(Data supplied begins)

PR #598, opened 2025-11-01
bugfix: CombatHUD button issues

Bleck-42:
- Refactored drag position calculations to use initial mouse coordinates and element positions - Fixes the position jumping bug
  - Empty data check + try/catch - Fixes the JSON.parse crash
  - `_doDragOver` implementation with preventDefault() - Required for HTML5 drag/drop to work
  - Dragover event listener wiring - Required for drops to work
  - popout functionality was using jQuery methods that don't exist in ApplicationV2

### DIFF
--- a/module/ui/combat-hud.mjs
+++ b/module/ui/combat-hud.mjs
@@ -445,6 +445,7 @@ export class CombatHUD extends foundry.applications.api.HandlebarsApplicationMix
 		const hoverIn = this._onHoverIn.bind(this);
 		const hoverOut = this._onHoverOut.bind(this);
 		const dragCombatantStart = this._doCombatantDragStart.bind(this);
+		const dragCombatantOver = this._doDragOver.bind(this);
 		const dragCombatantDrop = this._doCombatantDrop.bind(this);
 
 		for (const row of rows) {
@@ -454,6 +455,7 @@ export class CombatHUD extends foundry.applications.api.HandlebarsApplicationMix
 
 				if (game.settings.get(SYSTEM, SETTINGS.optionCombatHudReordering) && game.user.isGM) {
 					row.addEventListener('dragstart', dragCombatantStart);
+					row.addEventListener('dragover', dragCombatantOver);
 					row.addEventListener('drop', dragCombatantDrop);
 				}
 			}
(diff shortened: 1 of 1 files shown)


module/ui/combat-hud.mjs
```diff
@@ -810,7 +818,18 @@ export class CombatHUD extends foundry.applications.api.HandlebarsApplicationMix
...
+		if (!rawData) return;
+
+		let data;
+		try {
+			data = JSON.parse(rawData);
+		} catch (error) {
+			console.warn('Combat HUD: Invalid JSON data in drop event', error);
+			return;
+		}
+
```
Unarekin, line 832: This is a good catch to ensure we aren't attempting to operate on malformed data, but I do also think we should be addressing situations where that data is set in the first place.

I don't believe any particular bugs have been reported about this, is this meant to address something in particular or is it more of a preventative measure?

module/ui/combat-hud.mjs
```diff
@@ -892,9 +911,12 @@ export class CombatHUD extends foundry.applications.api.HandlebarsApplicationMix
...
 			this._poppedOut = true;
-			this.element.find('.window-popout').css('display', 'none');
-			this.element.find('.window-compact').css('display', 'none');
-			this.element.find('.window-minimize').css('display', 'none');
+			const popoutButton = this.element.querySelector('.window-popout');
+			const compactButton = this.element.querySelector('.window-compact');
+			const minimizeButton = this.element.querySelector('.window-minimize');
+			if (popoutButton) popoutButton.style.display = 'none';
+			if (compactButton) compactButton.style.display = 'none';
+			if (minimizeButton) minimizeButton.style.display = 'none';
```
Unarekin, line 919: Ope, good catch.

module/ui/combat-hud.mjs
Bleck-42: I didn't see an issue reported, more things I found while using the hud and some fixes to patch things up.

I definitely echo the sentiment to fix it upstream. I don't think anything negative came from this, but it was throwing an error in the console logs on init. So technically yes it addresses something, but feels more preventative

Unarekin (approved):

(Data supplied ends)
(Data supplied begins)

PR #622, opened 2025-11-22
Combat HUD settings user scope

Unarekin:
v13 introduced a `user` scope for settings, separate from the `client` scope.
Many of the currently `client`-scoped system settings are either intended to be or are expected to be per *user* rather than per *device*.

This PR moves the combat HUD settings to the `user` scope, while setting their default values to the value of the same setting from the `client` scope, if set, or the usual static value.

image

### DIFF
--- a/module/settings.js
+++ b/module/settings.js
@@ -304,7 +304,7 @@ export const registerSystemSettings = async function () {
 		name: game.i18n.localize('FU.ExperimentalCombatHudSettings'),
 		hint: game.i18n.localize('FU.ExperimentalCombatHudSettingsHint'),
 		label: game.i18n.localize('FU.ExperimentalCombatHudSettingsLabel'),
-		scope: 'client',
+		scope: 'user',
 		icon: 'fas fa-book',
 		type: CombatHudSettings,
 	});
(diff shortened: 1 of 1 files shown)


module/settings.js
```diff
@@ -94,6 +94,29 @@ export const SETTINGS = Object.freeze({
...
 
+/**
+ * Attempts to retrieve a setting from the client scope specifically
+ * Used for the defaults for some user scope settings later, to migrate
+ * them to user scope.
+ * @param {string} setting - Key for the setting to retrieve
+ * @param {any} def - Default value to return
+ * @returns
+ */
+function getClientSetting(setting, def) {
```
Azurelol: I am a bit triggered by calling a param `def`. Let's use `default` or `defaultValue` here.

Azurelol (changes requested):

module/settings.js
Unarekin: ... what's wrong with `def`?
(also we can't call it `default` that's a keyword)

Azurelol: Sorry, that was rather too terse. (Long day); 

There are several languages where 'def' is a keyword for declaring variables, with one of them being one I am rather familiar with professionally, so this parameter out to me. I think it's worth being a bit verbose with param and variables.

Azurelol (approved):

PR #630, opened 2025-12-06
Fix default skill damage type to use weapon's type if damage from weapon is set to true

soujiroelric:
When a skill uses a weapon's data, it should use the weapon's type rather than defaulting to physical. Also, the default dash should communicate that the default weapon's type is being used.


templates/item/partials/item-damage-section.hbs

(Data supplied ends)

**Problem requirements**. Set out every line from the material that contains the string "Required".

**Solution**.
  - `_doDragOver` implementation with preventDefault() - Required for HTML5 drag/drop to work
  - Dragover event listener wiring - Required for drops to work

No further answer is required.